Model 5: On–Off Mechanism With Carryover

The final model we consider is the MSAR (Markov switching autoregressive) model (Hamilton, 1989; Kim & Nelson, 1999), which can be thought of as a combination of the HM model and the AR model discussed previously: While the HM model is characterized by white noise sequences within each state (meaning that within a state there are no dependencies over time), the MSAR model is characterized by AR processes in each state; as a result of this carryover, the switches from one state to the other are less abrupt in the MSAR model than in the HM model discussed above. This also implies that events that influenced affect yesterday have an indirect influence on today’s affect, regardless of whether one stays in the same regime or switches to another regime.
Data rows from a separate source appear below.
PR #3895, opened 2017-12-04
5.4

CharlieBrownCharacter:
[First pull request here. Be gentle with me]

In the docs about the DB::transaction (see: https://github.com/laravel/docs/blob/5.5/database.md) it says:

```
DB::transaction(function () {
    DB::table('users')->update(['votes' => 1]);

    DB::table('posts')->delete();
});
```

It doesn't specify in the docs that `DB::transaction` may return a value. In my case I'm using it in the `create` method to register a user and I had to:
```
$user = null;
        $user = DB::transaction(function () use ($data, $user) {
            $user = User::create([
                'name'          => ucfirst(strtolower($data['name'])),
                'last_name'     => ucfirst(strtolower($data['last_name'])),
                'email'         => $data['email'],
                'password'      => bcrypt($data['password']),
                'concelho_id'   => $data['concelho'],
            ]);
            // Some other operations related to $user->id
            return $user;
        });

        return $user;
```
If I hadn't assigned it to an outside variable like `$user` it would throw `Type error: Argument 1 passed to Illuminate\Auth\SessionGuard::login() must implement interface Illuminate\Contracts\Auth\Authenticatable, null given`. This is specific to my case but I think it should state on the docs to not so experienced programmers (including me) that `DB::transaction` returns a value


browner12:
it appears your changes are not related to your description at all.

PR #3901, opened 2017-12-06
Nullable type example

enderandpeter:
- PHP 7.1 allows nullable types so that `null` will be accepted for
    parameters with a declared type. We should mention this so that the
    user knows their options.


taylorotwell:
I don't think we need to mention this here. Thanks.

PR #3904, opened 2017-12-07
Update Valet TLD

sagalbot:
Updated references to `.dev` domains to match the new default of `.test` set in laravel/valet#436

Had previously PR'd this (#3903) but pointed against `5.5`. Made more sense to point to master.


taylorotwell:
It actually makes the most sense against 5.5 I think?

PR #3907, opened 2017-12-10
Make it clear which migration to use in Dusk

alnutile:
The docs show examples, which is nice, but it might be easy, as a new dusk user, to assume the faster `use RefreshDatabase;` could work as well.
But maybe by making it clear here we can prevent some time lost to this since it will not work. I finally figured it out thanks to https://laracasts.com/discuss/channels/testing/dusk-problem-databasetransactions


taylorotwell:
I don't like to put callouts back to back. We would need to work it into the documentation flow somehow. Thanks.

alnutile:
Would it makes sense for me to follow up with the solution as another PR @taylorotwell

PR #3908, opened 2017-12-10
update policy behavior

mputkowski:
`before` method (if exist) will be called independently from method and ability name.

Reference: [#21989](https://github.com/laravel/framework/pull/21989)

### DIFF
--- a/authorization.md
+++ b/authorization.md
@@ -229,8 +229,6 @@ For certain users, you may wish to authorize all actions within a given policy. 
 
 If you would like to deny all authorizations for a user you should return `false` from the `before` method. If `null` is returned, the authorization will fall through to the policy method.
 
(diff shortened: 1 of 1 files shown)


taylorotwell:
@themsaid ... We keep changing the wording around this. What is the actual correct documentation?

themsaid:
The current documentation is correct, the changes in this PR only concerning this case:

```
Gate::define('update.post', 'PostPolicy@update');
```

Only if you explicitly set a method name, we won't check if method exists or not an will call the `before()` method assuming you know what you're doing since you **explicitly** said `PostPolicy@updatePost`.

BUT if you say `$user->can('updatePost', $post)` and you don't have an `updatePost()` method in your policy we won't call the before method, we'll directly try to find an ability called `updatePost` and ignore the policy completely.

mputkowski:
Should I mention about second case (if ability isn't defined) or it's ok? Currently there is incomplete information and this could be misleading.

PR #3911, opened 2017-12-12
add additional description for "Binding Primitives"

Sergey-Panchenko:


taylorotwell:
We never say otherwise.

PR #3912, opened 2017-12-13
Fixed determinant a to an

bosz:
Instead of of as a sms, i think it is supposed to be as an sms.


browner12:
I would tend to agree.

http://www.quickanddirtytips.com/education/grammar/a-versus-an

bosz:
Thanks @browner12 . Seams the same error spans across all the version of the documentation. 

So i should possibly just do a quick scan and make all changes on the various branches and submit the patches.

PR #5016, opened 2019-02-27
[5.7] Add note for method increment on null value

tuanpht:
I think we should add a note for the issue https://github.com/laravel/framework/issues/23954, Query Builder methods `increment`, `decrement` will not work if value of column is null.

### DIFF
--- a/queries.md
+++ b/queries.md
@@ -678,6 +678,8 @@ You may also specify additional columns to update during the operation:
 
     DB::table('users')->increment('votes', 1, ['name' => 'John']);
 
+> {tip} This does not work if the value of column is null, be sure to set a numeric default value for your columns.
+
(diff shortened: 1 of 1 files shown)


driesvints:
Is this only specific to MySQL? I'm not sure if it's even the responsibility of the framework to instruct you to set proper defaults for your column types.

tuanpht:
I think it is [SQL standard behavior](http://www-cs-students.stanford.edu/~wlam/compsci/sqlnulls) (tested with MySQL, Postgres), `select NULL + 1` => `NULL`

> An arithmetic operation involving a NULL returns NULL. For example, NULL minus NULL yields NULL, not zero. [

Maybe someone doesn't know about it. Do you think this instruction is necessary?

PR #5023, opened 2019-02-28
[5.8] Remove string from the comment

setkyar:
`via($notifiable)` must return an array. Otherwise, it will get `Invalid argument supplied for foreach()` error.


driesvints:
You've discovered a bug in the `NotificationSender`. Thanks for reporting this. I'll send in a fix.

PR #5024, opened 2019-02-28
Add information for overriding setUp and tearDown

mnabialek:
Alttough I'm using PHPUnit 7.5.6 and PHP 7.2 when running tests I got PHP error that signatures don't match. There were updated in this commit https://github.com/laravel/framework/commit/8fc3a75b413267a30e41464d358c1d0714a6a186 so I believe we should add this to upgrade guide - it has impact also when users don't use PHPUnit 8

### DIFF
--- a/upgrade.md
+++ b/upgrade.md
@@ -482,6 +482,17 @@ The `defer` boolean property on the service provider which is/was used to indica
 <a name="testing"></a>
 ### Testing
 
+#### The `setUp` and `tearDown` methods
+
+**Likelihood Of Impact: Medium**
+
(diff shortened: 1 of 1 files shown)


driesvints:
It's already there: https://laravel.com/docs/5.8/upgrade#testing

mnabialek:
@driesvints  Not really. This part you showed suggests this is needed only for PHPUnit 5.8 and it's optional (at least I understand it like this) but in fact it's not true - because you need to change this also when using PHPUnit 5.7 and PHP 7.2 and you override setUp or tearDown methods from Laravel's TestCase

driesvints:
You're right. I've tried to clarify this differently by simply adding a title to that section: https://github.com/laravel/docs/pull/5025

PR #5025, opened 2019-02-28
[5.8] Add separate title to void notice

driesvints:
This adds a separate title to the void return type notice because currently it falls under the "PHPUnit 8" title and it wasn't clear that this is a general note which applies to all tests.

Also moved it one section up to make it even more explicit.

See: https://github.com/laravel/docs/pull/5024


upgrade.md
```diff
@@ -488,6 +488,8 @@ The `defer` boolean property on the service provider which is/was used to indica
 
 By default, Laravel 5.8 uses PHPUnit 7. However, you may optionally upgrade to PHPUnit 8, which requires PHP >= 7.2. In addition, please read through the entire list of changes in [the PHPUnit 8 release announcement](https://phpunit.de/announcements/phpunit-8.html).
 
+#### `setUp` And `tearDown`
```
mnabialek: To avoid further confustion I would put it above PHPUnit 8 subsection

driesvints: Good thinking. Done.

PR #5037, opened 2019-03-05
[5.9] Cover both arguments and options

ac1982:
The docs is only calling the artisan option in sample code.
In artisan command docs, it called like ```Artisan::call('email:send', ['user' => 'Taylor', '--force']);``` which is difference with in Scheduling.
It is also compatible with branch master.


driesvints:
Please send this to the 5.8 branch.

PR #5039, opened 2019-03-05
[5.8] Document read-only behavior of env helper

driesvints:


mathieutu:
Thanks @driesvints! 😉

PR #5052, opened 2019-03-12
[5.8] Added clarity on rate limiting for queues

bkuhl:
Unfortunately throttling does not work when using `sync` as the queue driver, only when using `redis`.  The documentation was incorrectly written in a way that gave the impression that merely having a `redis` connection is sufficient.

### DIFF
--- a/queues.md
+++ b/queues.md
@@ -420,7 +420,7 @@ However, you may also define the maximum number of seconds a job should be allow
 <a name="rate-limiting"></a>
 ### Rate Limiting
 
-> {note} This feature requires that your application can interact with a [Redis server](/docs/{{version}}/redis).
+> {note} This feature requires that your application uses Redis as the queue driver.
 
 If your application interacts with Redis, you may throttle your queued jobs by time or concurrency. This feature can be of assistance when your queued jobs are interacting with APIs that are also rate limited.
 


taylorotwell:
Eh, not sure this is true. I just confirmed it with my own sync job:

```php
<?php

namespace App\Jobs;

use Illuminate\Bus\Queueable;
use Illuminate\Support\Facades\Redis;
use Illuminate\Queue\SerializesModels;
use Illuminate\Queue\InteractsWithQueue;
use Illuminate\Contracts\Queue\ShouldQueue;
use Illuminate\Foundation\Bus\Dispatchable;

class TestJob implements ShouldQueue
{
    use Dispatchable, InteractsWithQueue, Queueable, SerializesModels;

    /**
     * Create a new job instance.
     *
     * @return void
     */
    public function __construct()
    {
        //
    }

    /**
     * Execute the job.
     *
     * @return void
     */
    public function handle()
    {
        Redis::throttle('key')->allow(1)->every(60)->then(function () {
            info('Job Ran...');
        }, function () {
            info('Job was throttled...');

            return $this->release(10);
        });
    }
}
```

Log file:

```
[2019-03-12 13:21:23] local.INFO: Job Ran...  
[2019-03-12 13:21:29] local.INFO: Job was throttled...  
```

PR #5056, opened 2019-03-12
[5.8] Add missing use in Str::endsWith

madeITBelgium:
Every code block has the use statement expect in Str::endsWith.


driesvints:
Thanks!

This model has been suggested before as a way to describe regime-switching associated with BD, and has been compared with other regime-switching models (i.e., threshold AR models) by Hamaker, Grasman, and Kamphuis (2010). They concluded that the MSAR model provided a better description of affect fluctuations in a BD patient, than the other regime-switching models that were considered.

Expectations

It is important to note that we are not assuming that healthy affect regulation implies a WN model, while the other models necessarily imply maladaptive forms of affect regulation. For instance, we believe it is natural to have some carryover from yesterday’s mood to today’s mood (cf. Suls, Green, & Hillis, 1998), although this is not necessarily the case; thus far, multilevel autoregressive models have reported average autoregressive parameters for daily affective measurements in the range of about .2 to .3 (Jongerling, Laurenceau, & Hamaker, 2015; Kuppens, Allen, & Sheeber, 2010; Suls et al., 1998), although other psychological phenomena and measurement frequencies may result in lower and even negative values (e.g. Rovine & Walls, 2006). It has been noted that if the carryover effect becomes very large, this implies that the system is quite unstable and may wander off both in the positive or the negative direction away from its equilibrium (Kuppens et al., 2010; van de Leemput et al., 2014). Hence, whether or not a specific system is maladaptive might be a quantitative rather than a qualitative matter. Therefore, it is not only important to determine which model provides the best description of the data and whether this is different for BD patients and controls (which would represent a qualitative difference), but it is also important to look at the specific parameter values of the selected model and how BD patients and controls differ from each other with respect to these (which would form a quantitative difference).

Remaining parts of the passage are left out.